* DESCRIPTION OF THE TASK *
Within the entries below, every line containing "participantDetails" is to be copied.

* INFORMATION SUPPLIED *
####
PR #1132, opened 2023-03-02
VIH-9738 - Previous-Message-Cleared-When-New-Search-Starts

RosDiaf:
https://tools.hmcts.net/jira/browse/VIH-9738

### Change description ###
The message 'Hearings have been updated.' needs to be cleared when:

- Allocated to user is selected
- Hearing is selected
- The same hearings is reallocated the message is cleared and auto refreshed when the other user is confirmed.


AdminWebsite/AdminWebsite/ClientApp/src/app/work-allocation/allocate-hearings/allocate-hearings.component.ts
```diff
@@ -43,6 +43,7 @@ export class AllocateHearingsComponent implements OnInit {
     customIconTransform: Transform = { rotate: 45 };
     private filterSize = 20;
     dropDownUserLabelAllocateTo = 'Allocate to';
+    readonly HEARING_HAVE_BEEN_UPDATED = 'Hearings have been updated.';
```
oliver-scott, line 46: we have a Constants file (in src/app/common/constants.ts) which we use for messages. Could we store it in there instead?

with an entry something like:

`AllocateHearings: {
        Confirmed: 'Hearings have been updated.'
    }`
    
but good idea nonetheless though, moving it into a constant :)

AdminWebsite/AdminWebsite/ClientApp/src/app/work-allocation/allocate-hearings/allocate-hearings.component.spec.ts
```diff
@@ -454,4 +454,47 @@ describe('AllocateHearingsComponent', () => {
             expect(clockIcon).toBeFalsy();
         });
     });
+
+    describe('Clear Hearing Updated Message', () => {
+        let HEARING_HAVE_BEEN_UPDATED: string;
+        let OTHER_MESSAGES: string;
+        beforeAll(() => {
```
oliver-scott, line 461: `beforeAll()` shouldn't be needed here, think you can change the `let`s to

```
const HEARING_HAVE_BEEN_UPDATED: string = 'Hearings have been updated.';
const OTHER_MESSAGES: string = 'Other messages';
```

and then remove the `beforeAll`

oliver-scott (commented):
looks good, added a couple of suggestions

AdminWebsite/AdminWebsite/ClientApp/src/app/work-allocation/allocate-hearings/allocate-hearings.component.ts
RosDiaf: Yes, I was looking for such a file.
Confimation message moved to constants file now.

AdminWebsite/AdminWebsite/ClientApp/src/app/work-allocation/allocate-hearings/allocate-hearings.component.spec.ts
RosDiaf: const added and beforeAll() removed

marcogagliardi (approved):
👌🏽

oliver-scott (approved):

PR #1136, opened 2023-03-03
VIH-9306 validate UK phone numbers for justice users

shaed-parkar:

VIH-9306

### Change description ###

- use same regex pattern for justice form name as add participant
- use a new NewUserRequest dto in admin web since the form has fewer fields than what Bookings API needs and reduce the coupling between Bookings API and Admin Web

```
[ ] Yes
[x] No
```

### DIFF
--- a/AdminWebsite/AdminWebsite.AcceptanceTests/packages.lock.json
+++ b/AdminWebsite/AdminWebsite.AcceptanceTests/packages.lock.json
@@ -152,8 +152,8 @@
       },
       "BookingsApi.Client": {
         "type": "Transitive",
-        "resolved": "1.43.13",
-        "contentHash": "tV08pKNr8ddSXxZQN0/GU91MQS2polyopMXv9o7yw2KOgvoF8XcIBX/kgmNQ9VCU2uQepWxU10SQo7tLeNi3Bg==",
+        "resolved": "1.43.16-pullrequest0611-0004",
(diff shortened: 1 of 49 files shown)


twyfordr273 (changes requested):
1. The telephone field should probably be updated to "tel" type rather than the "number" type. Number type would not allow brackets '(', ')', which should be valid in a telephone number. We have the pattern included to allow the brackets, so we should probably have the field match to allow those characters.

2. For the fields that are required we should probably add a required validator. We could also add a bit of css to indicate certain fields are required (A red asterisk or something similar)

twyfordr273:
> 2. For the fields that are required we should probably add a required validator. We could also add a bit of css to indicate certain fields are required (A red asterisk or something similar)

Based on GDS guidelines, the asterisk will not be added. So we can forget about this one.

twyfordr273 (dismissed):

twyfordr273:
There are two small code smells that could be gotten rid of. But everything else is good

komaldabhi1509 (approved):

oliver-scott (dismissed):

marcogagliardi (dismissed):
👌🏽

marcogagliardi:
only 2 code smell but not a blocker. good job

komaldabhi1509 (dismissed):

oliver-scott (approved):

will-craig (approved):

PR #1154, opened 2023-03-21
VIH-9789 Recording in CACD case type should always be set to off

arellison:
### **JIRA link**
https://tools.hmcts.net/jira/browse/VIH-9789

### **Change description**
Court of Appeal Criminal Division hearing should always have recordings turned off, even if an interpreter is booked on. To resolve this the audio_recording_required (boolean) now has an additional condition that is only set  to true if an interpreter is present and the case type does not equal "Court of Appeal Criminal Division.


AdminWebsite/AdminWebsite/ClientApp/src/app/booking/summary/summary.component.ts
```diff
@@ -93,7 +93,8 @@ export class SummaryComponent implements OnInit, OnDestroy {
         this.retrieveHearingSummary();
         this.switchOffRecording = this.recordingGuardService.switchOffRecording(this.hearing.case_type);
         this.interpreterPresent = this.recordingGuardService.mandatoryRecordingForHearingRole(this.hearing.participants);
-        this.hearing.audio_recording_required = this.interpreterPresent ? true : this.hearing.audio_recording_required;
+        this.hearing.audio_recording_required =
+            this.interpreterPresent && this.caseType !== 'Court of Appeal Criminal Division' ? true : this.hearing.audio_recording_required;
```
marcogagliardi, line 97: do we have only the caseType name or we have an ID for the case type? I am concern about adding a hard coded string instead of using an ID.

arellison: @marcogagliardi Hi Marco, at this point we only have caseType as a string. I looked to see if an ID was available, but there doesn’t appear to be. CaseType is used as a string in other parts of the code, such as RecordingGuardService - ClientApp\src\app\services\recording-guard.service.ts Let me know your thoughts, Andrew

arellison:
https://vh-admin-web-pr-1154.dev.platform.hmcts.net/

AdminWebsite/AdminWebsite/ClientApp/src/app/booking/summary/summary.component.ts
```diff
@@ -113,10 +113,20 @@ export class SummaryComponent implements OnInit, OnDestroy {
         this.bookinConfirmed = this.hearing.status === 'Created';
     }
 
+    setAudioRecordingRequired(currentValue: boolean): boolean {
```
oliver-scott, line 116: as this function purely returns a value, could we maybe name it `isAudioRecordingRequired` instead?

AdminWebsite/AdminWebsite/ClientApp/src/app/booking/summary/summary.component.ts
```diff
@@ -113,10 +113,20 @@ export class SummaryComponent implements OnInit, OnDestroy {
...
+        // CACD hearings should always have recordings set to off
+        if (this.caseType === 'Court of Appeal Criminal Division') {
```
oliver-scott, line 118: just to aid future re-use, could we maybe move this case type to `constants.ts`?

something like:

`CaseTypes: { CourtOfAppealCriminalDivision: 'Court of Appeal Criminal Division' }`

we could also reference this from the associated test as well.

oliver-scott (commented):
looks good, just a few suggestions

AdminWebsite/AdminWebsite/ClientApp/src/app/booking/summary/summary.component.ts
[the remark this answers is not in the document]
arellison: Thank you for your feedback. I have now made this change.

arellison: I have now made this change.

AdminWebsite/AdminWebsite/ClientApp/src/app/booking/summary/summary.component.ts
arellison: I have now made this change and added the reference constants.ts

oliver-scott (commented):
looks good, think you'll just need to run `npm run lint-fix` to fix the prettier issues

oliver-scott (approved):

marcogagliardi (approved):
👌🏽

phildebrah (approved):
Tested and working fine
####
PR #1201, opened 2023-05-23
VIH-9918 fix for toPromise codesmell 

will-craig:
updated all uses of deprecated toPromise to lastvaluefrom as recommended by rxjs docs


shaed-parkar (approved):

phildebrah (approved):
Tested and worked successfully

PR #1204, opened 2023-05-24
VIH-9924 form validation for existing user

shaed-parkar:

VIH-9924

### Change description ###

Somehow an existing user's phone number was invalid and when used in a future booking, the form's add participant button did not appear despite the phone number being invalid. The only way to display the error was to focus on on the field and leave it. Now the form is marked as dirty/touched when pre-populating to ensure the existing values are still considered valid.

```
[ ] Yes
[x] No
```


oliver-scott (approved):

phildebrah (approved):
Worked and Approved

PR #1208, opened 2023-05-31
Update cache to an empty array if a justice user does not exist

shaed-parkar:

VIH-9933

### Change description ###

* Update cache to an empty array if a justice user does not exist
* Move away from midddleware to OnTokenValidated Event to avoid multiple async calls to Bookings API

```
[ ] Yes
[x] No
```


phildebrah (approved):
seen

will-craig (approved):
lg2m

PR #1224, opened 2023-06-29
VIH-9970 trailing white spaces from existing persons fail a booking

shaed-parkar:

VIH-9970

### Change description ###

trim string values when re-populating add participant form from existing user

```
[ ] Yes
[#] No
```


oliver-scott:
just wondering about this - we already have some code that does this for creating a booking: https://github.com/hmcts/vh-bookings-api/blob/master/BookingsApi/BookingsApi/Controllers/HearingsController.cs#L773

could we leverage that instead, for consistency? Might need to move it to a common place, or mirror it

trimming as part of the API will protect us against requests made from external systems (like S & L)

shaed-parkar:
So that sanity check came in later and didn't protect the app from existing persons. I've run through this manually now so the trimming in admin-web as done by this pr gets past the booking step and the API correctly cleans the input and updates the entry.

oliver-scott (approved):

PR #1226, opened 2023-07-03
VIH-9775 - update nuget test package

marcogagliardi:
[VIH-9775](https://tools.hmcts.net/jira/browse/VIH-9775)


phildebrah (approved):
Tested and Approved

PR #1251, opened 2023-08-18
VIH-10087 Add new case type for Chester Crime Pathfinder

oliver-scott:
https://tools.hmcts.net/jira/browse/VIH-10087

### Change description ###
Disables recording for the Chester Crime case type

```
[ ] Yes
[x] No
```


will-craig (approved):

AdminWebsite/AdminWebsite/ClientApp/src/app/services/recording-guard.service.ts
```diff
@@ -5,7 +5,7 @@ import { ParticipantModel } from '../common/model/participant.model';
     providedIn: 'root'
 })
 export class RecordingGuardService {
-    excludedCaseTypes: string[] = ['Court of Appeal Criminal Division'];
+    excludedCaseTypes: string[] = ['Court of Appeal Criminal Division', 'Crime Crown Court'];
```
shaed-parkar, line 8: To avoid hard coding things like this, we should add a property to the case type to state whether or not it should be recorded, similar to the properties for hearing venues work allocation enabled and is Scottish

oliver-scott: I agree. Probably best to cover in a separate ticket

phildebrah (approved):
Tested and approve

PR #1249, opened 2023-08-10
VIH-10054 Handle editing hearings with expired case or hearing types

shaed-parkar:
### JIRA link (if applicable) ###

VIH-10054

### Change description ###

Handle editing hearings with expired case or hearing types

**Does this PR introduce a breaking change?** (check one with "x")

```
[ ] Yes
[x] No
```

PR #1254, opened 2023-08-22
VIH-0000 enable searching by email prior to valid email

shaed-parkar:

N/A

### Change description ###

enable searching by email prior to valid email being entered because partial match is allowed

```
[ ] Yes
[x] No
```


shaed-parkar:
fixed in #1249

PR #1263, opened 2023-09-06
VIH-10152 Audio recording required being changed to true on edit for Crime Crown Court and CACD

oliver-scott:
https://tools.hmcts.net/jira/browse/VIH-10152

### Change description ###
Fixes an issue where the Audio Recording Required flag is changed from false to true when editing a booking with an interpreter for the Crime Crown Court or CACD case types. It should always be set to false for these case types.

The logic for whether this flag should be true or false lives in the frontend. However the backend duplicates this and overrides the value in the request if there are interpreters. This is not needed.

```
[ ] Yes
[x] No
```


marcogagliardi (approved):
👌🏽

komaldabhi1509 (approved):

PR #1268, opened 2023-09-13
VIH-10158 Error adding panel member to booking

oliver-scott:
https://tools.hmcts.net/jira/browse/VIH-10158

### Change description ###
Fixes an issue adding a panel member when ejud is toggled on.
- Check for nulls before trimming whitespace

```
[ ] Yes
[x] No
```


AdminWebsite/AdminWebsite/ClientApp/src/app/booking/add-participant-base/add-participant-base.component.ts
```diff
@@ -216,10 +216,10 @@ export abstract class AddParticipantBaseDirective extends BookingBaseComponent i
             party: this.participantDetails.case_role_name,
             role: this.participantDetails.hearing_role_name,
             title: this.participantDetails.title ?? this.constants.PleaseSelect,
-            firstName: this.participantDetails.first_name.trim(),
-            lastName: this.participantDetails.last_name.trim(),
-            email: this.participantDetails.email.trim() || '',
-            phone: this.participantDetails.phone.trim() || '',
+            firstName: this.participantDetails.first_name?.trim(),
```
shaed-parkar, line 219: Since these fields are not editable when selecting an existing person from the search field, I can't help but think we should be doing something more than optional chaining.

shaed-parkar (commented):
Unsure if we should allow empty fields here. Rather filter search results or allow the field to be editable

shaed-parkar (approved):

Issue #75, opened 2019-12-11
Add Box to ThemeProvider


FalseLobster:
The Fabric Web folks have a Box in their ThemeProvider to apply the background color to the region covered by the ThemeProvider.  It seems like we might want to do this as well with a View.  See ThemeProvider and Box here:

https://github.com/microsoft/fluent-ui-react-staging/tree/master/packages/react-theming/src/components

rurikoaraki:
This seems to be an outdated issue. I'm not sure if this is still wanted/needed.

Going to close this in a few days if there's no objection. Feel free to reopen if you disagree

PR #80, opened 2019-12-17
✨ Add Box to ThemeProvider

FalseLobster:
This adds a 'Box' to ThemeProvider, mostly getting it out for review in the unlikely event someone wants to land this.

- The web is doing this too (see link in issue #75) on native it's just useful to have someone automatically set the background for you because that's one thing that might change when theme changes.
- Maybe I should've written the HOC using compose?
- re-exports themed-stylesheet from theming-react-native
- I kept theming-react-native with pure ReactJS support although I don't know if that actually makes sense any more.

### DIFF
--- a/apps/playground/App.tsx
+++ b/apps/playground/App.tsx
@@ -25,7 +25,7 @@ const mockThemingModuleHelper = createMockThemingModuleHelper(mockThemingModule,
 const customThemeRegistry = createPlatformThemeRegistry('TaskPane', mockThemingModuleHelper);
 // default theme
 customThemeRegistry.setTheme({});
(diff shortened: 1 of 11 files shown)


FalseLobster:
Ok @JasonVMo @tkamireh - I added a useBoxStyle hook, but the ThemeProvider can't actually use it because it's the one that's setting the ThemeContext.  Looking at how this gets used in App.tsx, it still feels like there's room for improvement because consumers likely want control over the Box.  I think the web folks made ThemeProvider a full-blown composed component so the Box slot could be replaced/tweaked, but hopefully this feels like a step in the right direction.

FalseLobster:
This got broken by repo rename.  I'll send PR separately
####
* REPLY *
             party: this.participantDetails.case_role_name,
             role: this.participantDetails.hearing_role_name,
             title: this.participantDetails.title ?? this.constants.PleaseSelect,
-            firstName: this.participantDetails.first_name.trim(),
-            lastName: this.participantDetails.last_name.trim(),
-            email: this.participantDetails.email.trim() || '',
-            phone: this.participantDetails.phone.trim() || '',
+            firstName: this.participantDetails.first_name?.trim(),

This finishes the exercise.